Saving and restoring model weights at the mini-batch level?

campellcl · August 10, 2018, 11:34pm

Thank you for your quick response. So the ImageNet Example on GitHub is misusing checkpoints? See:

PyTorch Discussion on Saving and Restoring Training and the related:
- ImageNet PyTorch GitHub Example: Save Checkpoint of Best Performing Epoch
- ImageNet PyTorch GitHub Example: Restoring Training Progress from Checkpoint

What I am really trying to ask is, can I do what is shown here:

 save_checkpoint({
            'epoch': epoch + 1,
            'arch': args.arch,
            'state_dict': model.state_dict(),
            'best_prec1': best_prec1,
            'optimizer' : optimizer.state_dict(),
        }, is_best)

with:

def save_checkpoint(state, is_best, filename='checkpoint.pth.tar'):
    torch.save(state, filename)
    if is_best:
        shutil.copyfile(filename, 'model_best.pth.tar')

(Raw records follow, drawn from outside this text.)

PR #326, opened 2020-04-21
Nora kabob types version bump etc

roblevintennis:
This is a part of https://app.asana.com/0/1150068311310825/1170387956248380/f

I just used the dashboard's list view to test this out (but it won't actually go there when we use it -- it's for some of our detail view's decision tables). But:

image

I still have some work to do on making this fully work with the data grid, but I have that follow up tracked on the Asana. I'd like to iterate so I'm looking to merge what I have here if possible.

### DIFF
--- a/src/components/Popover/Options.js
+++ b/src/components/Popover/Options.js
@@ -53,11 +53,11 @@ export const Options = ({
 }
 Options.displayName = 'Options'
 Options.propTypes = {
-  activeOption: PropTypes.number,
-  dataKey: PropTypes.string,
-  entities: PropTypes.array,
-  onChange: PropTypes.func,
-  optionsRefs: PropTypes.array,
-  selectedOption: PropTypes.number,
-  setSelectedAndActiveOptions: PropTypes.func,
+  activeOption: PropTypes.number.isRequired,
+  dataKey: PropTypes.string.isRequired,
+  entities: PropTypes.array.isRequired,
+  onChange: PropTypes.func.isRequired,
+  optionsRefs: PropTypes.array.isRequired,
+  selectedOption: PropTypes.number.isRequired,
+  setSelectedAndActiveOptions: PropTypes.func.isRequired,
 }
--- a/src/nora/components/KabobMenu/KabobMenu.js
+++ b/src/nora/components/KabobMenu/KabobMenu.js
@@ -45,7 +45,9 @@ export const KabobMenu = ({
 }
 
 KabobMenu.propTypes = {
-  /** `tabIndex` - Used if data grid wants to put focus */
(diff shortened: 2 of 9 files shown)


src/components/Popover/Options.js
```diff
@@ -53,11 +53,11 @@ export const Options = ({
...
-  optionsRefs: PropTypes.array,
-  selectedOption: PropTypes.number,
-  setSelectedAndActiveOptions: PropTypes.func,
+  activeOption: PropTypes.number.isRequired,
+  dataKey: PropTypes.string.isRequired,
+  entities: PropTypes.array.isRequired,
+  onChange: PropTypes.func.isRequired,
+  optionsRefs: PropTypes.array.isRequired,
+  selectedOption: PropTypes.number.isRequired,
+  setSelectedAndActiveOptions: PropTypes.func.isRequired,
```
roblevintennis, line 62: My usage(s) use all these props and I don't see it really being functional without them, so I've err'd on side of "is required". I suppose we can back that off in the future if we find use cases like we did for `labelCopy` in other components.

src/nora/components/KabobMenu/KabobMenu.js
```diff
@@ -19,24 +19,36 @@ const KabobIcon = () => {
...
+  const tabIndexResolved = tabIndex ? tabIndex : null
+  const focusRefResolved = focusRef ? focusRef : null
   return (
-    <div className={containerClasses} onKeyDown={onKeyDown}>
-      <button className={styles.Box} onClick={onClick}>
+    <>
+      <button
+        ref={focusRefResolved}
+        tabIndex={tabIndexResolved}
+        className={styles.Box}
```
stephaniel96, line 36: Was your thinking that we'd have an enforced style for the Kabob Menu for now, and if down the road we need some customization of styling (for Nora or other products) we can refactor or potentially create a new component?

roblevintennis: No, there's been quite a bit of difficulty in just getting this to work and so I think this was an oversight on my part! I think the best and easiest approach at this point is for me to replace some of the hard coded values with the conditional CSS props pattern that's been getting introduced elsewhere like the data grid and what not e.g. `var(--override-value, var(--fallback-value))`. Thanks for noticing this Steph!

I'm going to just piggyback that in here before merging.

stephaniel96: Awesome! Thanks for the explanation :)

roblevintennis: Thank you Steph, nice catch!

I've just pushed up with defs like `--kabob-*` which will achieve ^

PR #329, opened 2020-04-23
CMS Estimate experiment in UniversalNavbarExpanded

c7hudson:
**Description:**
- Would like to merge by EOD April 23rd if possible.
- Diff is largely made up of snapshot update! Changes are smaller than they look.
- [Asana Task](https://app.asana.com/0/1116481661798430/1166819983224779/f)
- Need some Optimizely Web selectors and additional copy in the navbar, for running some CMS side experiment targeting on all pages.

**Is this a new component? Please review these reminders:**
Not a new component.
- [x] Followed the checklist at the bottom of the [contributing guidelines](https://eds.ethoslabs.io/#/Guidelines?id=section-contribute) guide?

- https://github.com/getethos/cms/pull/2930 (original estimate widget PR - being broken into multiple smaller PRs)

**Screenshots:**
Screen Shot 2020-04-23 at 1 51 58 AM

### DIFF
--- a/src/components/UniversalNavbarExpanded/UniversalNavbarExpanded.js
+++ b/src/components/UniversalNavbarExpanded/UniversalNavbarExpanded.js
@@ -6,7 +6,7 @@ import LogoNotAnimated from '../UniversalNavbar/assets/ethos-logo-black.js'
 import { AccountIcon, SearchIcon } from '../UniversalNavbar/assets/icons.js'
 
 // EDS core components
-import { Layout } from '../index'
+import { Layout, Caption2 } from '../index'
 
 // UniversalNavbarExpanded simple siblings
 import CtaButton from './CtaButton'
@@ -34,6 +34,7 @@ import styles from './UniversalNavbarExpanded.module.scss'
  * @param {object} LinkComponent - Agnotistic Reach and React Router Link (ex. Gatsby's <Link>)
  * @param {string} logoHref - Href for the logo
  * @param {object} links - URLs and text
+ * @param {boolean} estimateExperiment - enable the estimate experiment button/copy
  *
  * @return {JSX.Element}
  */
@@ -44,6 +45,7 @@ const UniversalNavbarExpanded = ({
   logoHref,
   trackCtaClick,
   links,
+  estimateExperiment,
 }) => {
   const BELOW_ACCORDION_LINKS = [links.CTA, links.ACCOUNT, links.SEARCH]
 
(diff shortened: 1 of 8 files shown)


src/components/UniversalNavbarExpanded/UniversalNavbarExpanded.module.scss
```diff
@@ -95,3 +95,14 @@ $laptop-range-small-end: 929px;
     display: none;
   }
 }
+
+.estimateCopyOptimizely {
```
stephaniel96, line 99: Unrelated, but have we decided to use camel case instead of pascal case? I've still been trying to use pascal case but more than happy to switch to camel case if we've decided we want that going forward 👍

src/components/UniversalNavbarExpanded/UniversalNavbarExpanded.js
```diff
@@ -166,6 +180,8 @@ UniversalNavbarExpanded.propTypes = {
       })
     ),
   }).isRequired,
+  /** Estimate copy experiment on optimizely */
+  estimateExperiment: PropTypes.bool,
```
stephaniel96, line 184: Would it be possible to have this component take an optional `children` or `experimentChildren` and leave the component content, design, and optimizely tracking up to the consumer of `UniversalNavbarExpanded`?

Reasoning behind this is that it seems like we're slowly leaning towards allowing consumers of EDS to specify className and other properties that were previously hardcoded. The UniversalNavbar is still pretty opinionated, but it could be nice to slowly refactor it to support more behaviors.

c7hudson: @stephaniel96 

If I had more time I would be willing to make the switch to passing in children. We're trying to get this experiment turned on tomorrow and I've still got some loose ends CMS side to tidy. 

This `Expanded` version is already specific to CMS only and this `estimateExperiment` prop is still optional, should another consumer need to use the navbar and not worry about specifying a value here.

I'd be willing to make a growth backlog ticket here, to address your request when I have more bandwidth, so that future consumers can pass in children or classes. 

This experiment code should only be temporary and removed once we see a winner in Optimizely.

src/components/UniversalNavbarExpanded/UniversalNavbarExpanded.module.scss
c7hudson: I'm not sure if we've documented a standard for EDS regarding casing. We should if we haven't. Good catch.

src/components/UniversalNavbarExpanded/UniversalNavbarExpanded.js
stephaniel96: Thanks for your explanation! I didn't realize that this was a specific `Expanded` version, so that's an extra compelling reason 👍

PR #547, opened 2020-06-16
Tag feed validate

orhovy:
## Status
- [ ] In Progress
- [x] Ready

## Related Issues
fixes: https://github.com/demisto/etc/issues/25719

## Description
Added validation of Tag param in feed integrations.

## Must have
- [ ] Tests
- [ ] Documentation


demisto_sdk/commands/common/constants.py
```diff
@@ -876,6 +876,14 @@ class PB_Status:
     }
 ]
 
+FEED_TAG_PARAM = {
+  'display': 'Tags',
+  'hidden': 'false',
+  'name': 'feedTags',
+  'required': False,
+  'type': 0
+}
```
bakatzir, line 885: please ask alex for an `additionalinfo` and add it.

demisto_sdk/commands/common/hook_validations/integration.py
```diff
@@ -673,6 +675,22 @@ def is_valid_fetch(self) -> bool:
 
         return fetch_params_exist
 
+    def is_valid_feed_tag(self) -> bool:
```
bakatzir, line 678: I think this function is not needed, and it can sit under `all_feed_params_exist`

PR #584, opened 2020-07-05
fix path of git sha1 in config.yml

jochman:
## Status
- [ ] In Progress
- [x] Ready

## Must have
- [x] Tests


demisto_sdk/commands/validate/file_validator.py
```diff
@@ -1129,7 +1129,7 @@ def get_content_release_identifier(self):
         except Exception:
             return
         else:
-            return file_content.get('jobs').get('build').get('environment').get('GIT_SHA1')
+            return file_content.get('references').get('environment').get('environment').get('GIT_SHA1')
```
Itay4, line 1132:
```suggestion
            return file_content.get('references', {}).get('environment', {}).get('environment', {}).get('GIT_SHA1')
```

demisto_sdk/commands/validate/validate_manager.py
```diff
@@ -954,7 +954,7 @@ def get_content_release_identifier(self):
         except Exception:
             return
         else:
-            return file_content.get('jobs').get('build').get('environment').get('GIT_SHA1')
+            return file_content.get('references').get('environment').get('environment').get('GIT_SHA1')
```
Itay4, line 957: we shouldnt have 2 funcs that do the exact same thing.. lets use the same one

demisto_sdk/commands/validate/file_validator.py
jochman: Don't you think it'll be better if it actually fails if it fails in this step?

Itay4: on `NoneType has no get`? no..

jochman: yeah, but it means that it got the circle.yml as it needs to then the key is wrong.

jochman: more likely is that we will encounter it before it'll reach any customer

Itay4: doesnt matter.. if something is wrong, need to have an indicative error message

and resuming from the checkpoint:

 if args.resume:
        if os.path.isfile(args.resume):
            print("=> loading checkpoint '{}'".format(args.resume))
            checkpoint = torch.load(args.resume)
            args.start_epoch = checkpoint['epoch']
            best_prec1 = checkpoint['best_prec1']
            model.load_state_dict(checkpoint['state_dict'])
            optimizer.load_state_dict(checkpoint['optimizer'])
            print("=> loaded checkpoint '{}' (epoch {})"
                  .format(args.resume, checkpoint['epoch']))
        else:
            print("=> no checkpoint found at '{}'".format(args.resume))

But with the mini-batch in addition to the epoch? If this isn’t the correct use of a checkpoint, what method of serialization should I use to save and restore the state (gradients, weights, epoch_num, minibatch_num) during training?